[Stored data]
====
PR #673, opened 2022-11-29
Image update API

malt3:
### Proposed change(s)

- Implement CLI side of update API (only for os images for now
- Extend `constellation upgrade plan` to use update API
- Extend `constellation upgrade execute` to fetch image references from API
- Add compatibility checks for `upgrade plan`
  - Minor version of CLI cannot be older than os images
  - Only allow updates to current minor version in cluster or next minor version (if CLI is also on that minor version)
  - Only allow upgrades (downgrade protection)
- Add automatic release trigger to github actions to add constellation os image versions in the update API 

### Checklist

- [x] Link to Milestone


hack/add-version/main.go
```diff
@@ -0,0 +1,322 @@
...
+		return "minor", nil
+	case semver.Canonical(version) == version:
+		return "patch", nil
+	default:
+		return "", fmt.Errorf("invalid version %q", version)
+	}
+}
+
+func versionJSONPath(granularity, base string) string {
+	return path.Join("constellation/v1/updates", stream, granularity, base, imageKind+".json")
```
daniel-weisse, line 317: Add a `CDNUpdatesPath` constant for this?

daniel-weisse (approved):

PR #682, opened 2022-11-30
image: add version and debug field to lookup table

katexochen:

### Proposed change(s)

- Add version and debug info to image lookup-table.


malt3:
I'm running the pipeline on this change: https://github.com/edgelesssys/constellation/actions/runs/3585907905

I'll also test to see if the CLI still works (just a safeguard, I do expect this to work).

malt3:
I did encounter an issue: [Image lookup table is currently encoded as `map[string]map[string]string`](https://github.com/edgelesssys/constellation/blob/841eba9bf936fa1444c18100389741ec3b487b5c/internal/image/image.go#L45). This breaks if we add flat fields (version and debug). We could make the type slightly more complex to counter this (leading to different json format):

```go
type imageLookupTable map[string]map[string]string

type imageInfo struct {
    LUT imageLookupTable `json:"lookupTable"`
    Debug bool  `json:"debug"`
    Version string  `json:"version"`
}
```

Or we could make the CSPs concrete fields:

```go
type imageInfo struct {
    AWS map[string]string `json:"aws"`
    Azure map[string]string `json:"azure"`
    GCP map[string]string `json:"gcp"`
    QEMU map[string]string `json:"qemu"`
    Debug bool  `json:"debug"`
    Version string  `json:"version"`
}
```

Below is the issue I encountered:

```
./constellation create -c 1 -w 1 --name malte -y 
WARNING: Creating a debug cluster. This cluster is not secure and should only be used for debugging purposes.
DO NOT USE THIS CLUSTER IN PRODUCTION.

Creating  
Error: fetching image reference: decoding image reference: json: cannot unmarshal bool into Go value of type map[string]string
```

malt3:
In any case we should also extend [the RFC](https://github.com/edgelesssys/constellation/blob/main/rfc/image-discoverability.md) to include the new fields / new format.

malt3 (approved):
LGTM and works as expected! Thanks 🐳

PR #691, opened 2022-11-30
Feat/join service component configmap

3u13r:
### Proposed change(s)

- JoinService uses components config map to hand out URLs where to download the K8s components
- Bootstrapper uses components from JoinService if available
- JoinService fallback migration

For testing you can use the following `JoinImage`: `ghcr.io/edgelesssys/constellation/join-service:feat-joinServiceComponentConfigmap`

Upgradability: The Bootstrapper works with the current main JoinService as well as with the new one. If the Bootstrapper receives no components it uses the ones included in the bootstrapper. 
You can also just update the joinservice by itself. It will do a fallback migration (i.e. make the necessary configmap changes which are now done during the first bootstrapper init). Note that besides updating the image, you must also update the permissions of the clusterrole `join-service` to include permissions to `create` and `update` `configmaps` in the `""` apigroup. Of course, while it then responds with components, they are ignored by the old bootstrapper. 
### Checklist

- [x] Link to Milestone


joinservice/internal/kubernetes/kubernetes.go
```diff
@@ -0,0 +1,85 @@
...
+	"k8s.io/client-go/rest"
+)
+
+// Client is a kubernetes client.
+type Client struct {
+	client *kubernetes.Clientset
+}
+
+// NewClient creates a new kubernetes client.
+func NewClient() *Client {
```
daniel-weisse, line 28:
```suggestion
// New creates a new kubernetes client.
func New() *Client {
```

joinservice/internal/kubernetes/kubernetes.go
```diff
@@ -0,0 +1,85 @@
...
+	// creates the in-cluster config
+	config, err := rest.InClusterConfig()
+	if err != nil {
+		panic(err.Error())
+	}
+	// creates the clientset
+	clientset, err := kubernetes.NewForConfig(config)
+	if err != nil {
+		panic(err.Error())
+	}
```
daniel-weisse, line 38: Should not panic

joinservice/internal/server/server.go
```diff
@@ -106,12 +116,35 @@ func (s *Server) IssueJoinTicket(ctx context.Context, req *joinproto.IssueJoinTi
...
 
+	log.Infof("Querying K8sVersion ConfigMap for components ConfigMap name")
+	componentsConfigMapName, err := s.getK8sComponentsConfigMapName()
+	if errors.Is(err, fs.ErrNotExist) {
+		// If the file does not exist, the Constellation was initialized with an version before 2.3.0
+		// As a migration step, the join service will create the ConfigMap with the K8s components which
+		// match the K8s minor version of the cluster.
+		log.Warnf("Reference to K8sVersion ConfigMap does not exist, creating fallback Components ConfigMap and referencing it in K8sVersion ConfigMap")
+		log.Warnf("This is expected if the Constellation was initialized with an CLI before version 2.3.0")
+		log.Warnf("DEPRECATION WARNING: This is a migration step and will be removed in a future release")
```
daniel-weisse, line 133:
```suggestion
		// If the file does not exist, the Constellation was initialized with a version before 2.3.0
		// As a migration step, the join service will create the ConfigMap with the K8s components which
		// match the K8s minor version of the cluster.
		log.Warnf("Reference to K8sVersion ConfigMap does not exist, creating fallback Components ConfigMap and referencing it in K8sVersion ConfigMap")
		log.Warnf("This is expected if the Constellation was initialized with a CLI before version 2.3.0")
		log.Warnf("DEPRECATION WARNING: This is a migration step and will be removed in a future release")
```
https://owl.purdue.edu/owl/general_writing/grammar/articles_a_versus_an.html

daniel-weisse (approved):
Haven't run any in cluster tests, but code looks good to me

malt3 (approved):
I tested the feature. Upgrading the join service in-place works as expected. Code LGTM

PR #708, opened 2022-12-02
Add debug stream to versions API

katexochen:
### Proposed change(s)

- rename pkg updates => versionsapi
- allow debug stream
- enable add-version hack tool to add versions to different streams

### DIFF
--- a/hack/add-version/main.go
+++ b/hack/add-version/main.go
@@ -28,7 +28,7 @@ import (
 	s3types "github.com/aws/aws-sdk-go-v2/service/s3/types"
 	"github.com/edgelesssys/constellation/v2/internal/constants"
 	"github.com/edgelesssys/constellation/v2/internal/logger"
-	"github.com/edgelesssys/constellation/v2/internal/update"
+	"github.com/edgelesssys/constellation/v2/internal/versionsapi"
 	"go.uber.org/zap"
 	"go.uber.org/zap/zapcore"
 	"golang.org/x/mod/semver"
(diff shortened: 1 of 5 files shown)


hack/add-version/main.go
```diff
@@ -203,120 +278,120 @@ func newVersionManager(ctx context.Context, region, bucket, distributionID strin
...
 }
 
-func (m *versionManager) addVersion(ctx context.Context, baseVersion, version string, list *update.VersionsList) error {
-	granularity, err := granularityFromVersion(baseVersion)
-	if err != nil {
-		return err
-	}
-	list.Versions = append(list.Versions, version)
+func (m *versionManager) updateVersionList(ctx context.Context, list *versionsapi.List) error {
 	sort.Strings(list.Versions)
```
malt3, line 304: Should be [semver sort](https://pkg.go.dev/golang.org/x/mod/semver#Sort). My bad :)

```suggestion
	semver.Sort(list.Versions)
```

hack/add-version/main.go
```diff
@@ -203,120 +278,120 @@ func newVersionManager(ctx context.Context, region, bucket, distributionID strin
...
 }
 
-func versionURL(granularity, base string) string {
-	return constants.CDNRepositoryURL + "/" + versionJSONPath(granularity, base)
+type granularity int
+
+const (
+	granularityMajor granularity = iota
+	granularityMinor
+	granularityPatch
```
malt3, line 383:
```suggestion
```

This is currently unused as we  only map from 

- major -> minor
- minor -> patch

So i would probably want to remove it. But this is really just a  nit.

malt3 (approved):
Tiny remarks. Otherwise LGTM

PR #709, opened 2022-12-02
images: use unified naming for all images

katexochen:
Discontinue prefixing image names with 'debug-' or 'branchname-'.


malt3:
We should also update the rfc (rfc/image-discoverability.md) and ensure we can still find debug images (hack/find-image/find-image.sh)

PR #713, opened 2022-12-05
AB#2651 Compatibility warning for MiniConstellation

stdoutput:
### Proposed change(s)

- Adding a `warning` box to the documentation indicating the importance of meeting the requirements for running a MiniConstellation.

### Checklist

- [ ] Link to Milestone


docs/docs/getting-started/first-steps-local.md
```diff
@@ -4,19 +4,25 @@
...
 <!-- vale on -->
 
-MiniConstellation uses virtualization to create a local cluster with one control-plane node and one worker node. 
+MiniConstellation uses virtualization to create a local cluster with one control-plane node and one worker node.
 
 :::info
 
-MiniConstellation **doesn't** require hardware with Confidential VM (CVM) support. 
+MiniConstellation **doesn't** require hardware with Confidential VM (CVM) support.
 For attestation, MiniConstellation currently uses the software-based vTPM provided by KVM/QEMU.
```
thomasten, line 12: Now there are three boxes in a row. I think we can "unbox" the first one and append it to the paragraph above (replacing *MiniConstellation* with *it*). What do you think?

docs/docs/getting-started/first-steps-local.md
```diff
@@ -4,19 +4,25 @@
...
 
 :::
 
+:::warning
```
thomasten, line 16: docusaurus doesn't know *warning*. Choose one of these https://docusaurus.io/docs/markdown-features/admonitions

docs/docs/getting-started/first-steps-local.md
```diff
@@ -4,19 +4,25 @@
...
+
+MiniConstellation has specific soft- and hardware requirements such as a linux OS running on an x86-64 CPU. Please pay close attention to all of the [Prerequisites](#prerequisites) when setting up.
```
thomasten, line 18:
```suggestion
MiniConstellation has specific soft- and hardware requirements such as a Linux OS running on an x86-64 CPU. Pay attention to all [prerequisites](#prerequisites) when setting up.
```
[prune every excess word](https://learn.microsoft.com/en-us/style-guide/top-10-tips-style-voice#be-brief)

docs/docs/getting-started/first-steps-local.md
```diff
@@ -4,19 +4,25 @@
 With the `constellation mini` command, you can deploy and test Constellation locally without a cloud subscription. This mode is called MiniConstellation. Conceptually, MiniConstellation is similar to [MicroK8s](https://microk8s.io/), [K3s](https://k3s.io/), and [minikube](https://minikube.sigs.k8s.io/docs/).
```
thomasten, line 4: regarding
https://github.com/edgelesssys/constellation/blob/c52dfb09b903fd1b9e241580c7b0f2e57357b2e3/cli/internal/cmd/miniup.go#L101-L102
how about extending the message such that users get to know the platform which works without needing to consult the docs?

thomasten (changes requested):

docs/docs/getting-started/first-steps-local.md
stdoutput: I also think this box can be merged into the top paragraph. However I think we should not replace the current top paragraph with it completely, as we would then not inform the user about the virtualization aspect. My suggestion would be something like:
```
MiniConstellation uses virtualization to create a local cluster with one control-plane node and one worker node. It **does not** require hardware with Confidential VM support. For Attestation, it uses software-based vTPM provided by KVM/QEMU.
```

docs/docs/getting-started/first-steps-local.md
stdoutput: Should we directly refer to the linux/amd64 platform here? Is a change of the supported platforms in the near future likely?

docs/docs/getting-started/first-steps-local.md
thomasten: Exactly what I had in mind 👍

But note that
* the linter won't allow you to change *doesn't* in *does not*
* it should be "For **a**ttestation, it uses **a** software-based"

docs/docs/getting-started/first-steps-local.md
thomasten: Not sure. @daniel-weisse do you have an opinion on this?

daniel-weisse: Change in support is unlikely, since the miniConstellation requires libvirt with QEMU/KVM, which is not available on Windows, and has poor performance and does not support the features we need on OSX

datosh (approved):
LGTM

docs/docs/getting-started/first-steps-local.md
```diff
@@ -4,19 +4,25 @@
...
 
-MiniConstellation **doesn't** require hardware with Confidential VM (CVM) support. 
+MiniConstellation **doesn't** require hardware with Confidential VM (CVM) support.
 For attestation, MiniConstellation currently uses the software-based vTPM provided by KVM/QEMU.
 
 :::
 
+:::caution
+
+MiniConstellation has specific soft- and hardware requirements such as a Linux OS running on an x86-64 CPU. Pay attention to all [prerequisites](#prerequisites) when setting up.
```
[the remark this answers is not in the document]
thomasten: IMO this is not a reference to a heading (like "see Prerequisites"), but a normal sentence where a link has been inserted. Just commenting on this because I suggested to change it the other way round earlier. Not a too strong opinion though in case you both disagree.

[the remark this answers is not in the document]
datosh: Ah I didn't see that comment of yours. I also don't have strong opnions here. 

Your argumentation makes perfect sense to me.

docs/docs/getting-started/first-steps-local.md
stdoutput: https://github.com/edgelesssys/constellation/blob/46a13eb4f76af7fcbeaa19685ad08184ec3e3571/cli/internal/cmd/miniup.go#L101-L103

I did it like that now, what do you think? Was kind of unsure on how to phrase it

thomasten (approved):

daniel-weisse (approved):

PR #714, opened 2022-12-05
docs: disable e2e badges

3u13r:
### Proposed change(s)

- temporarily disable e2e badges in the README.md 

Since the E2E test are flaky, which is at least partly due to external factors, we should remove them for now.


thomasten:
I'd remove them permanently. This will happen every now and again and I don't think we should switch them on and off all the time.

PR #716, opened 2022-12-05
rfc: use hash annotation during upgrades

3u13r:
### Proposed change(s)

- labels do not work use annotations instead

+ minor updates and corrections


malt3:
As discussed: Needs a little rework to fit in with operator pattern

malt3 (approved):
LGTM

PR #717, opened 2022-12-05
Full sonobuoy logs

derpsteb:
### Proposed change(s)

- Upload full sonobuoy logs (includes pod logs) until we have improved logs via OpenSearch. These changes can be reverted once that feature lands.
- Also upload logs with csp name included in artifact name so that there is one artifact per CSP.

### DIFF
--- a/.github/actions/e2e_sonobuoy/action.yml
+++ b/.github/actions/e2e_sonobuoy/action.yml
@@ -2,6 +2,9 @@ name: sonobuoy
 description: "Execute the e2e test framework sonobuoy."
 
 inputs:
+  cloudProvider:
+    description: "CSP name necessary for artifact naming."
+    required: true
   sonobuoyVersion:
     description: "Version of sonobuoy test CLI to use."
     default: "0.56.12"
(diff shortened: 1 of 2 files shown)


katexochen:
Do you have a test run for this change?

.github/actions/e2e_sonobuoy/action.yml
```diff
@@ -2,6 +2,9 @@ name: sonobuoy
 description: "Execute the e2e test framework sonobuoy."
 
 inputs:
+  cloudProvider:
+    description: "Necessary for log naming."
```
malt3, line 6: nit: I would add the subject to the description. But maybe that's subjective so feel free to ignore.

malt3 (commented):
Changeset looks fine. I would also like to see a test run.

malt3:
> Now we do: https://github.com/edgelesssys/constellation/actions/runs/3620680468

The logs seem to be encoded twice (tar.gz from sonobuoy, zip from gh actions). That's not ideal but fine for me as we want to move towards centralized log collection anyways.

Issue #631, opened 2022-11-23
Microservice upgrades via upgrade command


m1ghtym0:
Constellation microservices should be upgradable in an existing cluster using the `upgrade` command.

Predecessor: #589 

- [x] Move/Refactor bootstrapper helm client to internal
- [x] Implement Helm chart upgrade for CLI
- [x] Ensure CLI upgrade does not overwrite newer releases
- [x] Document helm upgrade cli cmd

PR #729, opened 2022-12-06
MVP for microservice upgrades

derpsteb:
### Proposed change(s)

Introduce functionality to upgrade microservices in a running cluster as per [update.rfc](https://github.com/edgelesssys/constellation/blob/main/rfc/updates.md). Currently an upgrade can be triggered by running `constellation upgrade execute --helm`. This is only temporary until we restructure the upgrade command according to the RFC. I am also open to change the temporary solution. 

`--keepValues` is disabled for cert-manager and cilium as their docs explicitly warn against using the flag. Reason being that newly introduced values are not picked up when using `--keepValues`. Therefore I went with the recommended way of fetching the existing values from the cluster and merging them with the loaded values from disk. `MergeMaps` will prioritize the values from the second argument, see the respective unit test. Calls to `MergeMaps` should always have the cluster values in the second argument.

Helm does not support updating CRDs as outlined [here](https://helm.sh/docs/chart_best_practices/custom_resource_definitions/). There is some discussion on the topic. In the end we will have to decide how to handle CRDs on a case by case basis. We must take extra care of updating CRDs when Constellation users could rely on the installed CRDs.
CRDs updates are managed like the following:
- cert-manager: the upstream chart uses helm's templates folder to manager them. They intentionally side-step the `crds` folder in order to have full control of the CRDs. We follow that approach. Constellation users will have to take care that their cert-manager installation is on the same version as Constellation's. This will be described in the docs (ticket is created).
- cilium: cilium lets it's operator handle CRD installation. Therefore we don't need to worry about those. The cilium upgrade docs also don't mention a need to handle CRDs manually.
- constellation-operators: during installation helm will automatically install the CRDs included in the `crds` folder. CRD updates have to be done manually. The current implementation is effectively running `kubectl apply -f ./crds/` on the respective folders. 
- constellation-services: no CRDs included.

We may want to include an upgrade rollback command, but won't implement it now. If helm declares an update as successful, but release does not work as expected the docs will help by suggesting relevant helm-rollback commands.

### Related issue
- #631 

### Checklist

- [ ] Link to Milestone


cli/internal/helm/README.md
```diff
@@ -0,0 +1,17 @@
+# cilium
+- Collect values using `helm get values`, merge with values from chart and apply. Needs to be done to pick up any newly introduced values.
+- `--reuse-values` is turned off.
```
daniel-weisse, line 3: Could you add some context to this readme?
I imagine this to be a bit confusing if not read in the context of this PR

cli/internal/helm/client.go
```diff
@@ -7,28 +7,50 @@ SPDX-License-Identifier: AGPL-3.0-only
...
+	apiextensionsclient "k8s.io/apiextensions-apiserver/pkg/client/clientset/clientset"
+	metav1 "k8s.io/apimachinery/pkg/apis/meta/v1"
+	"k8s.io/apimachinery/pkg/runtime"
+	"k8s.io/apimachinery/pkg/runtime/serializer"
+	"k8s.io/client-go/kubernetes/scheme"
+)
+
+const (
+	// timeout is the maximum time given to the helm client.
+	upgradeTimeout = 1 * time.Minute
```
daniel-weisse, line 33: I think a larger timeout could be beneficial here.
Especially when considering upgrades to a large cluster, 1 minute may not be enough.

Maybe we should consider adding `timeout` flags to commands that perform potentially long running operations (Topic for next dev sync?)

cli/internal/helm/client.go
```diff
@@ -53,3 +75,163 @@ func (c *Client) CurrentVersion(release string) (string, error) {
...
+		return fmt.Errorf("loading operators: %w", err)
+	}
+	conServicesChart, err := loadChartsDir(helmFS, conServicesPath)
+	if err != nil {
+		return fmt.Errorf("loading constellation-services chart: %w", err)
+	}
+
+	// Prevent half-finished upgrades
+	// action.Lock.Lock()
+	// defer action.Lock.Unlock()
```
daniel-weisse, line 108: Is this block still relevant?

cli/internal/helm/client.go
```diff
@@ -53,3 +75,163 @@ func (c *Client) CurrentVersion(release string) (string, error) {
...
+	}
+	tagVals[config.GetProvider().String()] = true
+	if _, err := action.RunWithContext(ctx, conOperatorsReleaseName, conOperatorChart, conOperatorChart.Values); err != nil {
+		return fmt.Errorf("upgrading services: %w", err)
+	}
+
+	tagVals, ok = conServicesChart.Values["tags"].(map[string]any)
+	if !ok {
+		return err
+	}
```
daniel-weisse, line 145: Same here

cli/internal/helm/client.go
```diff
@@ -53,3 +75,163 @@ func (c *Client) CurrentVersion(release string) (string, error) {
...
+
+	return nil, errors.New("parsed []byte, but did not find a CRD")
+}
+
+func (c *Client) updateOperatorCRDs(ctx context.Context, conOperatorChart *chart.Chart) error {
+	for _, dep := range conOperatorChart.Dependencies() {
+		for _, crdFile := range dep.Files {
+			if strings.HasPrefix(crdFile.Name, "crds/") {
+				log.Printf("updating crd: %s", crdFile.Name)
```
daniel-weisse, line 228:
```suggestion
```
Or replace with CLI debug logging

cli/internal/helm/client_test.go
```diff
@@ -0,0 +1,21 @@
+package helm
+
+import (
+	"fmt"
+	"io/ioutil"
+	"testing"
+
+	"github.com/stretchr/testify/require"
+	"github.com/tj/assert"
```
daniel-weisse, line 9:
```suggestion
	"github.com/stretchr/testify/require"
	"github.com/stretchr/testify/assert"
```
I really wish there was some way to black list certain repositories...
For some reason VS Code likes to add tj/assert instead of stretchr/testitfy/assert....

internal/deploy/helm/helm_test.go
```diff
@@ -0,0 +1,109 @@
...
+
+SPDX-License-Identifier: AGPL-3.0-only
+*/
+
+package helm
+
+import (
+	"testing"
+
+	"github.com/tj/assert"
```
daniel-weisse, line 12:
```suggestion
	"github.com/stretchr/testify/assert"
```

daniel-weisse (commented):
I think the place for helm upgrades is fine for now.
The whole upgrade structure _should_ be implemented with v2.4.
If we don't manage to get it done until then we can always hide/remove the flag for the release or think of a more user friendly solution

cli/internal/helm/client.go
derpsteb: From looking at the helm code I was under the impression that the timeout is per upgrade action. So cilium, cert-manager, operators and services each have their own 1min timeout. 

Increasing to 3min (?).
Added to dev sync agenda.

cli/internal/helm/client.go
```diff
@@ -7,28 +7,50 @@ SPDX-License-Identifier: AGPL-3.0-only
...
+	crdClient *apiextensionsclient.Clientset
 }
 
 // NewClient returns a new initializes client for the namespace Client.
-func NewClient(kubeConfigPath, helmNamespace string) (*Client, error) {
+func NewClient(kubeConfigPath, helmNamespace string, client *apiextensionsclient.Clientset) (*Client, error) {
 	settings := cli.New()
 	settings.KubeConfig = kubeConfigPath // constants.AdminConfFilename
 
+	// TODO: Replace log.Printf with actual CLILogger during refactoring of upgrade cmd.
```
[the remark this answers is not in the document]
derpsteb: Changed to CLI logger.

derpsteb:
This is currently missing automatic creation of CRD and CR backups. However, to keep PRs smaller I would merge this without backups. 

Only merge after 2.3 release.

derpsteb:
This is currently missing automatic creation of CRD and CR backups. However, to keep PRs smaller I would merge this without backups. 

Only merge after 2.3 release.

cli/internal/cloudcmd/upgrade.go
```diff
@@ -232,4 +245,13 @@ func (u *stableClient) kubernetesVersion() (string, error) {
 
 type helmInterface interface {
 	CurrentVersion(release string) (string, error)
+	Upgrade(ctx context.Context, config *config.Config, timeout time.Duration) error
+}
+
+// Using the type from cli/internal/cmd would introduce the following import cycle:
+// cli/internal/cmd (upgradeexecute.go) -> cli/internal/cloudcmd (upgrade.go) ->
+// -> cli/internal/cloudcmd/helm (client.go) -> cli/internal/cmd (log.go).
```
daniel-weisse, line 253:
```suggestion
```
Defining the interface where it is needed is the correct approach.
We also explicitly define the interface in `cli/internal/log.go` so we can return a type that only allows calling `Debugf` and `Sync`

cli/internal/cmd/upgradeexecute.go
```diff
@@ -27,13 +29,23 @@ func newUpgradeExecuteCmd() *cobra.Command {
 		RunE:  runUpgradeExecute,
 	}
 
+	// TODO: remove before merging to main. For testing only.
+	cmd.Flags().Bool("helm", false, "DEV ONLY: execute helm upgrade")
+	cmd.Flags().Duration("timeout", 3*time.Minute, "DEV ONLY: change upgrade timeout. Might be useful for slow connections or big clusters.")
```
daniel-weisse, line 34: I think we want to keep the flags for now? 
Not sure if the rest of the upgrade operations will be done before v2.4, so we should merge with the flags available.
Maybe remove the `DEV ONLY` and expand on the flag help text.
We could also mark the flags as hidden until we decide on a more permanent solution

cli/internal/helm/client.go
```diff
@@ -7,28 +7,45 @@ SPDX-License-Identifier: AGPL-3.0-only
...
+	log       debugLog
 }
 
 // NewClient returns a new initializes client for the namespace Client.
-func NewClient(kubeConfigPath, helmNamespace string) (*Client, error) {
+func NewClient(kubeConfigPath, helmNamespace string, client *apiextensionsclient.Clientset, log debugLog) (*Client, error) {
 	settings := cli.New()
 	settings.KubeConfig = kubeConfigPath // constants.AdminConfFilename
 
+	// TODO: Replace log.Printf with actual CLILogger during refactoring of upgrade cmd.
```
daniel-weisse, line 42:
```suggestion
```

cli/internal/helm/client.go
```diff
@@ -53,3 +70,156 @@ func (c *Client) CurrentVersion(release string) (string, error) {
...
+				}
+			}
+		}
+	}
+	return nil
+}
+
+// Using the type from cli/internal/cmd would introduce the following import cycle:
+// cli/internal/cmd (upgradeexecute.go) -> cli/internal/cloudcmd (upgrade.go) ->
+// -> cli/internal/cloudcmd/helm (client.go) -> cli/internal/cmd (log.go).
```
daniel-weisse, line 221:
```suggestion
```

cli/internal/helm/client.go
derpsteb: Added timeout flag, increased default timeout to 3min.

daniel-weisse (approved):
====
WORK INSTRUCTIONS:
Each line above with the word "apimachinery" must be returned.

FINISHED EXERCISE:
+	metav1 "k8s.io/apimachinery/pkg/apis/meta/v1"
+	"k8s.io/apimachinery/pkg/runtime"
+	"k8s.io/apimachinery/pkg/runtime/serializer"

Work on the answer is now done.